WORK INSTRUCTION:
This task requires every entry to be set down again exactly.
------ RECORDS ------
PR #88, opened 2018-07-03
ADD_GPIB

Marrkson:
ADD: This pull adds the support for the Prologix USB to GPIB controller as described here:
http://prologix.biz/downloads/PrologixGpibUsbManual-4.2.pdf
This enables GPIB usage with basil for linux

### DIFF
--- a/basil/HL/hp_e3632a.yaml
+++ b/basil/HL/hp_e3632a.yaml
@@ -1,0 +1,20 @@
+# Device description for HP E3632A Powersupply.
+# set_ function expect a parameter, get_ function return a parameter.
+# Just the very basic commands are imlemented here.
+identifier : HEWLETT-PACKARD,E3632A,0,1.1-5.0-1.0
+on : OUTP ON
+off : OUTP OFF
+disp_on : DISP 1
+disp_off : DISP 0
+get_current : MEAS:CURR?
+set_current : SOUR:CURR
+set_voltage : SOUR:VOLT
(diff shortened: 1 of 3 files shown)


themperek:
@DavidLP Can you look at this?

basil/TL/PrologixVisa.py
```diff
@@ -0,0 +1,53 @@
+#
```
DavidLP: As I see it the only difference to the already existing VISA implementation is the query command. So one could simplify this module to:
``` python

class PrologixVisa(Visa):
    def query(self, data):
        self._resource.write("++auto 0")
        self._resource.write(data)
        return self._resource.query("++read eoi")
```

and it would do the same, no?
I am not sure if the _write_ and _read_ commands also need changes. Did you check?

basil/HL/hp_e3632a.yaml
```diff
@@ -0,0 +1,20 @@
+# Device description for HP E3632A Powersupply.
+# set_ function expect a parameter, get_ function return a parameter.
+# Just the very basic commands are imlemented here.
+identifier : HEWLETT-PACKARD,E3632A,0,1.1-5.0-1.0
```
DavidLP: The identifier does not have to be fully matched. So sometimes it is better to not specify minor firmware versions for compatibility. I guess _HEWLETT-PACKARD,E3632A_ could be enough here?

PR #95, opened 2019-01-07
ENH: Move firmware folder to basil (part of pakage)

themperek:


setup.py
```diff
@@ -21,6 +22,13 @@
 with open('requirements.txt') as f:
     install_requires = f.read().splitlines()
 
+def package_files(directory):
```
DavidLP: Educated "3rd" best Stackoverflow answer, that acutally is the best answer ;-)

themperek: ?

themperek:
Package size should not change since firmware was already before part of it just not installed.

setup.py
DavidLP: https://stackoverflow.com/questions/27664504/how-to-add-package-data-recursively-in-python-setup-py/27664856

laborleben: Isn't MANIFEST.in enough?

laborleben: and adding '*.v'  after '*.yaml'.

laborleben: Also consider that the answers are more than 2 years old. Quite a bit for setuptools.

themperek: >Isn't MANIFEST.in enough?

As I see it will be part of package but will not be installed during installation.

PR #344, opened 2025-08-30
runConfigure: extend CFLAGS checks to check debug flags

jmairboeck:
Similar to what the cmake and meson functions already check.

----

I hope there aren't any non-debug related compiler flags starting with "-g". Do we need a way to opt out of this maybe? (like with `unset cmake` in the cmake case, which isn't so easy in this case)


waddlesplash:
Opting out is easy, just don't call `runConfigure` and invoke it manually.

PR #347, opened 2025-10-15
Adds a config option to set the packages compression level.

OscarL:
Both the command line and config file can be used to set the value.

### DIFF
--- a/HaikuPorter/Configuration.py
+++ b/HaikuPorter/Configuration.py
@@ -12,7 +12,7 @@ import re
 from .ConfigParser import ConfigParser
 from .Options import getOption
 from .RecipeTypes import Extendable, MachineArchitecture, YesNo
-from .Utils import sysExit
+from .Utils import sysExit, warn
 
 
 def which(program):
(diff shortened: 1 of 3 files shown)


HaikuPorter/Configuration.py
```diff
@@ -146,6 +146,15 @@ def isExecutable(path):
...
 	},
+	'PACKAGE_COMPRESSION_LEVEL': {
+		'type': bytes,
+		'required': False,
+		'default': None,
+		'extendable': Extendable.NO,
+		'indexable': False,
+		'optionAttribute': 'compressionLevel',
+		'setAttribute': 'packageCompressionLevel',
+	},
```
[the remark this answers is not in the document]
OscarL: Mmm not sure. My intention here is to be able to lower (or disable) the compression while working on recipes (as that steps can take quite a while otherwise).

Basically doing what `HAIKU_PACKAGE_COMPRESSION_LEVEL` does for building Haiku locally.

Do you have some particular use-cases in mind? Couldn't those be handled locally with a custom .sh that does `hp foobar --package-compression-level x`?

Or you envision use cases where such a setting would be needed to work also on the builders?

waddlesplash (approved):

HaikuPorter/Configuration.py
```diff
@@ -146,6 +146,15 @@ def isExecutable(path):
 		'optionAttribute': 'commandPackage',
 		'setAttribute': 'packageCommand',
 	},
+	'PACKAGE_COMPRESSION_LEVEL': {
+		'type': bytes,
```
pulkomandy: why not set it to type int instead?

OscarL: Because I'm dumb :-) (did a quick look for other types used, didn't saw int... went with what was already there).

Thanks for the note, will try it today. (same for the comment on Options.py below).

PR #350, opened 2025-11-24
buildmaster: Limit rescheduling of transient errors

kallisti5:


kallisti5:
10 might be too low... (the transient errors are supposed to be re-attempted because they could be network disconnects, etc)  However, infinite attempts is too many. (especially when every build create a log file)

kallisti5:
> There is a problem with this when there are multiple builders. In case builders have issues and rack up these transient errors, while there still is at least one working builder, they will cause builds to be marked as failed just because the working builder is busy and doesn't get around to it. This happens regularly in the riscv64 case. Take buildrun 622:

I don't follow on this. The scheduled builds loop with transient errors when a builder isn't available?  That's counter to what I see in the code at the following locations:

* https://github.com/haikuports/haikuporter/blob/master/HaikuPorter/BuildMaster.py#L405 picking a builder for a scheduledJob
------
ANSWER TO THIS EXERCISE:
PR #88, opened 2018-07-03
ADD_GPIB

Marrkson:
ADD: This pull adds the support for the Prologix USB to GPIB controller as described here:
http://prologix.biz/downloads/PrologixGpibUsbManual-4.2.pdf
This enables GPIB usage with basil for linux

### DIFF
--- a/basil/HL/hp_e3632a.yaml
+++ b/basil/HL/hp_e3632a.yaml
@@ -1,0 +1,20 @@
+# Device description for HP E3632A Powersupply.
+# set_ function expect a parameter, get_ function return a parameter.
+# Just the very basic commands are imlemented here.
+identifier : HEWLETT-PACKARD,E3632A,0,1.1-5.0-1.0
+on : OUTP ON
+off : OUTP OFF
+disp_on : DISP 1
+disp_off : DISP 0
+get_current : MEAS:CURR?
+set_current : SOUR:CURR
+set_voltage : SOUR:VOLT
(diff shortened: 1 of 3 files shown)


themperek:
@DavidLP Can you look at this?

basil/TL/PrologixVisa.py
```diff
@@ -0,0 +1,53 @@
+#
```
DavidLP: As I see it the only difference to the already existing VISA implementation is the query command. So one could simplify this module to:
``` python

class PrologixVisa(Visa):
    def query(self, data):
        self._resource.write("++auto 0")
        self._resource.write(data)
        return self._resource.query("++read eoi")
```

and it would do the same, no?
I am not sure if the _write_ and _read_ commands also need changes. Did you check?

basil/HL/hp_e3632a.yaml
```diff
@@ -0,0 +1,20 @@
+# Device description for HP E3632A Powersupply.
+# set_ function expect a parameter, get_ function return a parameter.
+# Just the very basic commands are imlemented here.
+identifier : HEWLETT-PACKARD,E3632A,0,1.1-5.0-1.0
```
DavidLP: The identifier does not have to be fully matched. So sometimes it is better to not specify minor firmware versions for compatibility. I guess _HEWLETT-PACKARD,E3632A_ could be enough here?

PR #95, opened 2019-01-07
ENH: Move firmware folder to basil (part of pakage)

themperek:


setup.py
```diff
@@ -21,6 +22,13 @@
 with open('requirements.txt') as f:
     install_requires = f.read().splitlines()
 
+def package_files(directory):
```
DavidLP: Educated "3rd" best Stackoverflow answer, that acutally is the best answer ;-)

themperek: ?

themperek:
Package size should not change since firmware was already before part of it just not installed.

setup.py
DavidLP: https://stackoverflow.com/questions/27664504/how-to-add-package-data-recursively-in-python-setup-py/27664856

laborleben: Isn't MANIFEST.in enough?

laborleben: and adding '*.v'  after '*.yaml'.

laborleben: Also consider that the answers are more than 2 years old. Quite a bit for setuptools.

themperek: >Isn't MANIFEST.in enough?

As I see it will be part of package but will not be installed during installation.

PR #344, opened 2025-08-30
runConfigure: extend CFLAGS checks to check debug flags

jmairboeck:
Similar to what the cmake and meson functions already check.

----

I hope there aren't any non-debug related compiler flags starting with "-g". Do we need a way to opt out of this maybe? (like with `unset cmake` in the cmake case, which isn't so easy in this case)


waddlesplash:
Opting out is easy, just don't call `runConfigure` and invoke it manually.

PR #347, opened 2025-10-15
Adds a config option to set the packages compression level.

OscarL:
Both the command line and config file can be used to set the value.

### DIFF
--- a/HaikuPorter/Configuration.py
+++ b/HaikuPorter/Configuration.py
@@ -12,7 +12,7 @@ import re
 from .ConfigParser import ConfigParser
 from .Options import getOption
 from .RecipeTypes import Extendable, MachineArchitecture, YesNo
-from .Utils import sysExit
+from .Utils import sysExit, warn
 
 
 def which(program):
(diff shortened: 1 of 3 files shown)


HaikuPorter/Configuration.py
```diff
@@ -146,6 +146,15 @@ def isExecutable(path):
...
 	},
+	'PACKAGE_COMPRESSION_LEVEL': {
+		'type': bytes,
+		'required': False,
+		'default': None,
+		'extendable': Extendable.NO,
+		'indexable': False,
+		'optionAttribute': 'compressionLevel',
+		'setAttribute': 'packageCompressionLevel',
+	},
```
[the remark this answers is not in the document]
OscarL: Mmm not sure. My intention here is to be able to lower (or disable) the compression while working on recipes (as that steps can take quite a while otherwise).

Basically doing what `HAIKU_PACKAGE_COMPRESSION_LEVEL` does for building Haiku locally.

Do you have some particular use-cases in mind? Couldn't those be handled locally with a custom .sh that does `hp foobar --package-compression-level x`?

Or you envision use cases where such a setting would be needed to work also on the builders?

waddlesplash (approved):

HaikuPorter/Configuration.py
```diff
@@ -146,6 +146,15 @@ def isExecutable(path):
 		'optionAttribute': 'commandPackage',
 		'setAttribute': 'packageCommand',
 	},
+	'PACKAGE_COMPRESSION_LEVEL': {
+		'type': bytes,
```
pulkomandy: why not set it to type int instead?

OscarL: Because I'm dumb :-) (did a quick look for other types used, didn't saw int... went with what was already there).

Thanks for the note, will try it today. (same for the comment on Options.py below).

PR #350, opened 2025-11-24
buildmaster: Limit rescheduling of transient errors

kallisti5:


kallisti5:
10 might be too low... (the transient errors are supposed to be re-attempted because they could be network disconnects, etc)  However, infinite attempts is too many. (especially when every build create a log file)

kallisti5:
> There is a problem with this when there are multiple builders. In case builders have issues and rack up these transient errors, while there still is at least one working builder, they will cause builds to be marked as failed just because the working builder is busy and doesn't get around to it. This happens regularly in the riscv64 case. Take buildrun 622:

I don't follow on this. The scheduled builds loop with transient errors when a builder isn't available?  That's counter to what I see in the code at the following locations:

* https://github.com/haikuports/haikuporter/blob/master/HaikuPorter/BuildMaster.py#L405 picking a builder for a scheduledJob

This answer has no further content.